All of my Android test devices are tablets. On an Android smartphone, more options become available. If a phone thief changes out the SIM card, ESET can send the new SIM card details to a trusted friend that you've specified. You can also enable the device to receive remote lock, locate, wipe, and siren commands through SMS.

On a smartphone, ESET's SMS and call filtering lets you control who can call and text you. You make the rules, for specific numbers, for masked numbers, or for numbers not in your contacts list. Rules can apply to calls, SMS messages, or MMS messages. You can also set each rule to apply during specific times or date ranges. I imagine you could use this to block calls during the night but allow calls from your most important contacts.

The similar feature in Avast logs the content of blocked text messages, but just dumps blocked calls to voicemail. Bitdefender's Android app does many things, but call and text blocking isn't among its features.

The Security Audit component adds a couple entries for a smartphone. Specifically, it checks to be sure that data roaming and call roaming are not active.

Norton, Bitdefender, and Avast are our Editors' Choice products in the Android security realm. However, ESET covers most of the same features; it's a good choice for Android protection.

Android Parental Control

ESET's Parental Control app for Android is completely separate from the basic Android security app. In fact, you must use one of your licenses to activate the parental control system. However, once you've done so you can install it on as many Android devices as you wish.

Parental control on Android is significantly more feature-rich than on Windows. See my review of ESET Parental Control (for Android) for full details. I'll summarize here.

The same app that enforces the rules on a child's device can be used to make the rules on a parent's device. In fact, you can log in to the parent app from your child's device, if necessary. You can also manage and monitor the system from the My ESET console.
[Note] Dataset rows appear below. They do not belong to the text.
PR #1345, opened 2021-01-09
Update to Eclipse JDT Core to 3.24 to enable JDK 15 source (and update other 3rd party libraries)

tazmaniax:
## Purpose

Primarily to update Eclipse JDT Core to the latest version v3.24 that supports JDK 15 source level. As well upgrades a number of other 3rd party libraries.

I tested this with both JDK 1.8 and JDK 15 and some tests had to be updated slightly but otherwise all tests pass with some unexplained errors being recorded that I was not able to resolve, see
CleanShot 2021-01-09 at 17 22 17
I'm not sure these are show stoppers.

## References
Here are the console output for the two runs using JDK 1.8 and JDK 15
[run8-.txt](https://github.com/tazmaniax/play1/files/5791576/run8-.txt)
[run15-.txt](https://github.com/tazmaniax/play1/files/5791577/run15-.txt)


tomparle:
Thanks for the contribution Chris.
Did you experience the same test errors when running the tests in your local environment ?

I think we would be more confident in future builds if we could clean any errors if possible.

tazmaniax:
Hey @tomparle , all of the test errors were from running in my local environment but it was almost impossible to identify from the log files exactly what was causing those two errors I mentioned above. I did update other tests to resolve other failures and errors but those two finally eluded me. Interesting to see if others get the same errors and if they're able to diagnose the cause. I've been running this version now for a couple of weeks in production and haven't seen any issues but I release that's not definitive proof that all is well.

xael-fry:
As we add support for java 17 in #1366, we can close this one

ESET blocks access to websites in categories you've defined as inappropriate. You can optionally have it log access to such sites without blocking them. It handles secure (HTTPS) websites, so kids won't evade its reach using a secure anonymizing proxy.
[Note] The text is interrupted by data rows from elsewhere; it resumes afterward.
Issue #1353, opened 2021-04-14
python3 support or workaround


jamesbroadshaw:
### Are you looking for help?

I have an app I am deploying to heroku and with the latest heroku-20 stack, support for python2 has been removed. I took a quick stab at trying to update play using 2to3 but ran into a bunch of issues (not being a python developer). Perhaps porting to python3 is too much work but is it possible to bundle in the python2 runtime locally for linux as it's done for Windows and use that by default? Open to any ideas and happy to put up a PR that's mostly broken for suggestions.

### Play Version (1.5.x / etc)

1.6.0 (python2)

### Operating System (Ubuntu 15.10 / MacOS 10.10 / Windows 10)

heroku-20 stack based on Ubuntu 20.04 LTS (without python2)

### JDK (Oracle 1.8.0_72, OpenJDK 1.8.x, Azul Zing)

openjdk 16 2021-03-16

### Library Dependencies

heroku-20

### Expected Behavior

Please describe the expected behavior of the issue, starting from the first action.

1. heroku create
2. deploy using buildpack for play 1
3. application deploys

### Actual Behavior

python2 has been removed from heroku-20 stack and running the initial 'play' command gets a syntax error as it is being run with python3 instead.

tomparle:
Hi @jamesbroadshaw , nice issue you found out !
I'am also using Heroku and after reading https://devcenter.heroku.com/articles/heroku-20-stack it seems that the easiest would be to use the `python2` executable instead of `python`, which could be either by : 
- updating the script files in Play to choose the path to the python bin to use
- updating the Heroku Play build pack so that `python` calls link to `python2` with a symlink for example

While the second option may seem easier to implement, I'm not sure yet what would be best. 
What do other people think about his ?

jamesbroadshaw:
Thanks for taking a look @tomparle  (and all the other fixes you've contributed to keep play working with modern Java!)

python2 is only present during the build stage (slug compiler) of the app, the actual runtime when the slug is deployed to the dyno does not have it. I made a new app (replacing the top of the play python script of  _#!/usr/bin/env python_ with _python2_ to get it to build), and on the startup of the dyno:

`2021-04-15T01:04:13.320317+00:00 app[web.1]: [heroku-exec] Starting
2021-04-15T01:04:13.367977+00:00 app[web.1]: /usr/bin/env: 'python2': No such file or directory
2021-04-15T01:04:13.441905+00:00 heroku[web.1]: Process exited with status 127
[...]

PR #1355, opened 2021-04-30
Play scripts upgrade to Python 3

tomparle:
Upgrade all Play commands to python 3 (they were originally written in python 2).

## Purpose
This allow to keep Play 1 up-to-date with the current status of Python, whose version 2 is now longer maintained since January 1st, 2020.
This also allows to use Play in modern environments without Python 2 support, like Heroku current stack.

## Fixes
fixes https://github.com/playframework/play1/issues/1353

## Notes
I helped the migration with `futurize` but there was still quite some work to do manually.
I tested most commands and a successful build to Heroku-20 stack as well (which only supports python 3).

## Migration notes
This is a **breaking change**. This PR removes Python 2 support and requires now Python 3.

You may want to remove some print "hello" lines in some modules of your project that uses Play. The syntax causes an error in Python 3, and those lines are just sample code from the module template. They can be removed safely.
If you have custom-made modules with python scripts, you should migrate them manually to Python 3 (see some hints here : https://docs.python.org/3/howto/pyporting.html)


xael-fry:
The python exec has not been updated (/python), Do we really need to keep it ? I thinking about removing it ?
What do you think ?
@tomparle @asolntsev @tazmaniax ?

asolntsev:
> The python exec has not been updated (/python), Do we really need to keep it ? I thinking about removing it ? What do you think ? @tomparle @asolntsev @tazmaniax ?

I personally haven't used `/python` for a long time, but how will work users who used to `play foo` commands?

xael-fry:
the wrapper is only for windows user, as it is the python.exe. So for windows user they will need to have it on their computer same for linux. or am I missing something ?

asolntsev:
@xael-fry Ah Windows... Then we can drop it. Who cares about Windows users. :)

tazmaniax:
Ah ok, I was confused about what you were referring to. As long as I can still call Play commands on MacOS and Linux then I'm good 😄

xael-fry (approved):

tomparle:
Sorry for the late answer and thank you for the merge !
Indeed, the /python folder does not seem mandatory, but since I do not use Windows I'm not sure 100%.
Thanks for all the feedback.

aleksandy:
Removing the /python folder will make play! useless out of the box in a Windows environment if the python is not installed. In my opinion, it is very bad for newbies if the getting started tips will fail because of lack of python.

xael-fry:
@tomparle can you rebase this pr to master ?

tomparle:
@xael-fry I spent quite some time to rebase properly (and fix my previous rebase mistakes), upgrade some recent changes to python 3 syntax, and fix some python libs which I did not setup properly due to some confusion with python system libs.

Finally the merge and the tests seems ok, except for the windows environment test suite which does not terminate. I do not use Windows for developing and does not know what's causing these tests to be suspend so some help could be useful.
Anyway I do not think this should be blocking for this merge.

Alexandermjos:
Has anyone tried this on Windows? I get "ModuleNotFoundError: No module named 'win32pdh'" when using python 3.9.1 on Windows. 
"include win32pdh" works fine in python 2.7.8 included in Play 1.5.2

rakix:
$ pip install pypiwin32

works fine Play 1.7 with Windows

Alexandermjos:
Thank you 👍 
Is this considered common knowledge or something to consider putting into the documentation?

PR #1358, opened 2021-06-17
Update the README, use Markdown instead of Textile

cies:
The README was getting out of date. Links to Lighthouse (which is down), links to Play2 resources, and fairly little about that Play1 actually is and why it exists.


JohannesBeranek:
@cies would you like to update this PR?

xael-fry:
done in https://github.com/playframework/play1/pull/1474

The Application Guard feature blocks the use of inappropriate apps, naturally. For apps defined as Fun & Games, it imposes a daily limit, and also lets parents define a weekly schedule for when such apps are allowed.

From the parental control home page, you can see an overview of the child's website and app usage, as well as a location map, and can click on the overviews for detailed reports. A few features work only from the app. Parental Message is perhaps the most important of these. It lets parents send a text message that locks the device until the child responds. That will teach them to ignore you!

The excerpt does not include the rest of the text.